Récemment, le journalisme d’investigation en Suisse a connu un boom. Le réseau investigativ.ch, l’association que je co-préside, compte plus de 300 membres aujourd’hui – et la tendance est à la hausse.

La cellule d’enquête de Tamedia a été l’une des premières à voir le jour en Suisse. Elle publie régulièrement des scoops avec Le Matin Dimanche en Suisse Romande, par exemple sur les Panama papers grâce à ses liens avec les réseaux internationaux ou au niveau national sur la maltraitance des travailleurs dans les vignes en Suisse, enquête parue dimanche passé.

J’ai moi-même pu créer une cellule d’enquête avec 14 postes pour les magazines de consommateurs K-Tipp et saldo. Et grâce à la loi sur la transparence de la Confédération, nous avons plus d’une fois pu révéler des contrats ou le fonctionnement et les disfonctionnements de la politique suisse.

La télévision suisse alémanique SRF a aussi mis sur pied une cellule d’enquête l’automne passé, comme la RTS.

Nous ressentons également une volonté de la part des éditeurs de Médias Suisse d’investir dans notre bon fonctionnement comme quatrième pouvoir et de faire la lumière là où les puissants de l’économie et de la politique ne le veulent pas.

Tout est donc au mieux?

Loin de là.

Savez-vous où se trouve la plus grande rédaction de Suisse?

A Berne. Grâce à la loi sur la transparence, K-Tipp a pu compter l’année passée le nombre d’employés qui s’occupent de la communication des différents départements de la Confédération: plus de 500!

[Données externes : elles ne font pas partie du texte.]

Issue #112, opened 2019-10-18
Unable to reference Dapr.Client or Dapr.AspNetCore due to use of netstandard3.0


philliphoff:
## Expected Behavior

The reference is added, the package is restored, and the library can be built.

## Actual Behavior

The reference is not added, failing with the error:

```
error NU1202: Package Dapr.Client 0.1.0-preview01 is not compatible with netcoreapp3.0 (.NETCoreApp,Version=v3.0). Package Dapr.Client 0.1.0-preview01 supports: netstandard3.0 (.NETStandard,Version=v3.0)
```

The issue appears to be due to the fact that `Dapr.Client` assemblies are added to the NuGet package in the `netstandard3.0` folder instead of `netcoreapp3.0` folder (despite being built as `netcoreapp3.0` assemblies).

## Steps to Reproduce the Problem

  1. Create a `netcoreapp3.0` library (e.g. `dotnet new console`).
  1. `dotnet add package Dapr.Client --version 0.1.0-preview01`

youngbupark:
cc/ @amanbha @shalabhms

amanbha:
@philliphoff  Thansk for reporting the issue.
I have uploaded new packages https://www.nuget.org/packages/Dapr.AspNetCore/0.1.0-preview02
These are being indexed now and should be available soon

davidfowl:
@amanbha Why are we using exact version ranges? We shouldn't be. I'll open an issue for that.

amanbha:
> @amanbha Why are we using exact version ranges? We shouldn't be. I'll open an issue for that.

Sure, makes sense.

philliphoff:
Thanks for the quick turnaround!

PR #113, opened 2019-10-18
Fixing nuspec for nuget generation.

amanbha:
# Description

Fixing nuspec for nuget generation.

Fixes https://github.com/dapr/dotnet-sdk/issues/112

### DIFF
--- a/src/Dapr.Client.Grpc/nuspec/Dapr.Client.Grpc.nuspec
+++ b/src/Dapr.Client.Grpc/nuspec/Dapr.Client.Grpc.nuspec
@@ -21,7 +21,7 @@
   </metadata>
   <files>
     <file src="..\..\..\properties\logo-transparent.png" target="images\" />
-    <file src="..\..\..\bin\$Configuration$\Dapr.Client.Grpc.dll" target="lib\netstandard3.0" exclude="" />
-    <file src="..\..\..\bin\$Configuration$\Dapr.Client.Grpc.xml" target="lib\netstandard3.0" exclude="" />
+    <file src="..\..\..\bin\$Configuration$\Dapr.Client.Grpc.dll" target="lib\netcoreapp3.0" exclude="" />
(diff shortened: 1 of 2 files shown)


loic-sharma:
Out of curiosity @amanbha, why is Dapr using nuspec to generate .nupkg files? Is there something preventing you from packing  packages using the .csproj instead? For more information, please refer to:

* https://docs.microsoft.com/en-us/nuget/create-packages/creating-a-package-dotnet-cli
* https://docs.microsoft.com/en-us/dotnet/core/tools/csproj#nuget-metadata-properties

amanbha:
@loic-sharma  Nuspec allows more control and flexibility on how and where you want to put files, (we are putting icon files in the pkg itself) and provides more control specially if you decide to put multiple dlls form different projects into one nuget pkg.

loic-sharma:
> @loic-sharma Nuspec allows more control and flexibility on how and where you want to put files, (we are putting icon files in the pkg itself) 

Packing from a .nuspec is more flexible, but it is also significantly harder. NuGet has conventions for things like asset compatibility, you will continuously run into issues if you choose to manually pack with a .nuspec. Also, it is possible to [pack arbitrary files](https://docs.microsoft.com/en-us/nuget/reference/msbuild-targets#including-content-in-a-package) and or to [embed icons](https://docs.microsoft.com/en-us/nuget/reference/msbuild-targets#packing-an-icon-image-file) using .csproj.

> and provides more control specially if you decide to put multiple dlls form different projects into one nuget pkg.

Out of curiousity, why do you need this? I believe you can do this too by [including the assets from your project references](https://docs.microsoft.com/en-us/nuget/reference/msbuild-targets#project-to-project-references). This seems like a weird scenario though...

amanbha:
@loic-sharma yes, simplicity is there with .csproj, we picked flexible over simple. We will definatley change it if we run into further issues.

On a pu lire dans toute la presse internationale que certains avocats et banquiers suisses ont aidé leurs clients à éviter des impôts ou même à blanchir de l’argent. Les journalistes suisses n’ont pas pu enquêter ni publier ces «secrets suisses» eux-mêmes – ils encouraient une peine de prison en raison d’une loi sur les banques qui interdit la divulgation de données bancaires.

Le parlement fédéral à Berne a durci la loi au mois de mai: des juges peuvent désormais interdire un article avant sa publication sans que le tort soit évalué sur le fond. Cela donne beaucoup plus de pouvoir au juge local concerné et va certainement interrompre certaines enquêtes.

Pour que des informations sortent, il faut des lanceurs d’alerte. Mais le Parlement a rejeté à plusieurs occasions la création d’une loi qui leur octroierait une protection minimale en Suisse.

Cette semaine encore, une enquête de la télévision tessinoise RSI a montré que cinq lanceurs d’alerte ont récemment été limogés au sein des Nations Unies à Genève.

Mais peut-être tout cela est-il souhaité. Et pas uniquement en Suisse.

Le seul «crime» de Julian Assange est d’avoir révélé des crimes de guerre et d’autres informations que les autorités voulaient dissimuler. Il a fait un excellent travail de journaliste d’investigation. Le combat de Julian Assange et donc notre combat à tous: l’attaque contre Assange est une attaque contre le journalisme d’investigation.

Libérez Julian Assange. Free Assange.